Salmonids are born in fresh water and live in the
creek, river, or lake for about one to three years.
They will then go to the ocean and spend another
one to eight years before they return to the same
stream. They are anadromous or migrating from
salt to fresh water to spawn.
In fresh water salmonids prefer clean, cold running
streams with gravel bottoms. Warm water has too
many dissolved chemicals and disturbs their life cycle.

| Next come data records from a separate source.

PR #41, opened 2021-03-26
Remove fallback for `op(α::Number, L::Operator)`

briochemc:
This PR removes (unintended?) fallbacks for `op(α, L)` and `op(L, α)` where `op ∈ (:*, :/, :\)` when `α` is a `Number` and `L` an `AbstractDiffEqLinearOperator`. 

This is because, currently, DiffEqOperators overwrites (pirates) at least the `α * L` method to create a lazy `DiffEqScaledOperator`. My understanding from Slack discussions with Chris is that these operations with scalars should be removed here to avoid downstream piracy from DiffEqOperators which provides more efficient lazy operator constructions.

### DIFF
--- a/src/operators/common_defaults.jl
+++ b/src/operators/common_defaults.jl
@@ -10,9 +10,9 @@ LinearAlgebra.opnorm(L::AbstractDiffEqLinearOperator, p::Real=2) = opnorm(conver
 Base.@propagate_inbounds Base.getindex(L::AbstractDiffEqLinearOperator, I::Vararg{Any,N}) where {N} = convert(AbstractMatrix,L)[I...]
 Base.getindex(L::AbstractDiffEqLinearOperator, I::Vararg{Int, N}) where {N} =
   convert(AbstractMatrix,L)[I...]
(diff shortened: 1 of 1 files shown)


ChrisRackauckas:
I think it would make sense to move the basics like ScaledOperator to the base libraries.

SebastianM-C:
In order to move `DiffEqScaledOperator` you would also need to move `AbstractDiffEqCompositeOperator` since `DiffEqScaledOperator <: AbstractDiffEqCompositeOperator`.
In this case, should other abstract operators be moved to `SciMLBase`?

I can make a PR with this if you want.

ChrisRackauckas:
That would be good.

SebastianM-C:
Should the operators be moved to `SciMLBase` or `DiffEqBase`?

ChrisRackauckas:
SciMLBase

briochemc:
Should I do anything here or should I let you guys take over?

ChrisRackauckas:
Looks like @SebastianM-C solved it, but there needs to be a downstream PR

The body is equipped to get rid of salts, but not other
toxins.
“I have wanted to jump into the creek I was born in for a long
time,” Coho exclaimed. Coho jumped into the river, but was
surprised by the warm temperature and muddy bottom. The
river is not flowing like it used to. He can barely swim in this
creek. He looked around to find some other salmonids, but
instead he saw these unknown creatures swimming.
Coho met a native western pond turtle swimming near
him. Coho asked about the fish. The turtle replied, “In
1873 the California government introduced warm water
fish to California streams. Livingston Stone, a fishery
expert transported fish by train from the east and midwest
to the San Francisco Bay area lakes.”
“Why would they do that?” Coho wondered. “As the population
of the San Francisco Bay area increased in the 1800’s the forests
were cut down and humans started to dam rivers for water
supply. Streams and lakes suffered from pollution from saw
mills, siltation, and log jams. The waters became warm and
local native species could not live in the water anymore. The
fish were brought in for a food source,” turtle replied.
They introduced non-native fish including large and
small mouth bass, bluegill, brown bullhead, black
crappie, and sunfish They could survive in warm,
slow moving waters that the humans had created.
These fish were familiar to the people that moved
from back east.
The water also did not taste the same. Nitrates
from too much fertilizer; phosphates from soap;
and all kinds of paper and plastic bottles could be
detected in the water. Copper, aluminum, iron,
and phosphorus from storm runoff, caused algae
blooms that depleted oxygen in the water.
Humans developed a
complicated system
of pipes under the
roadways called
storm drains, to
protect their homes
from flooding.
Storm drains can concentrate pollution from the surrounding
watershed. Water pours into wetlands, unless there is a system
to help clean the pollution, the toxins remain in the water. The
fish are affected by the chemicals, as they filter water through
their gills.
The turtle told him of several “fish kills” when
pollution from the land was carried by storm water.
A plume of the toxins surrounded a school of
largemouth bass and caused over 1000 fish to die.
We still do not know what caused the kill, but
their bodies were found along the shore. Luckily
they were eaten by scavengers and only the
remains of bones and scales were left. Nature
can help clean up tragedies created by humans.
It was a different world and Coho did not know if he
could survive. He started to realize that maybe he
should have stayed in the stone. Coho slowly moved
back to his stone and laid down, to have a place
forever in history that would tell the story of a land
that once was, but would never be again.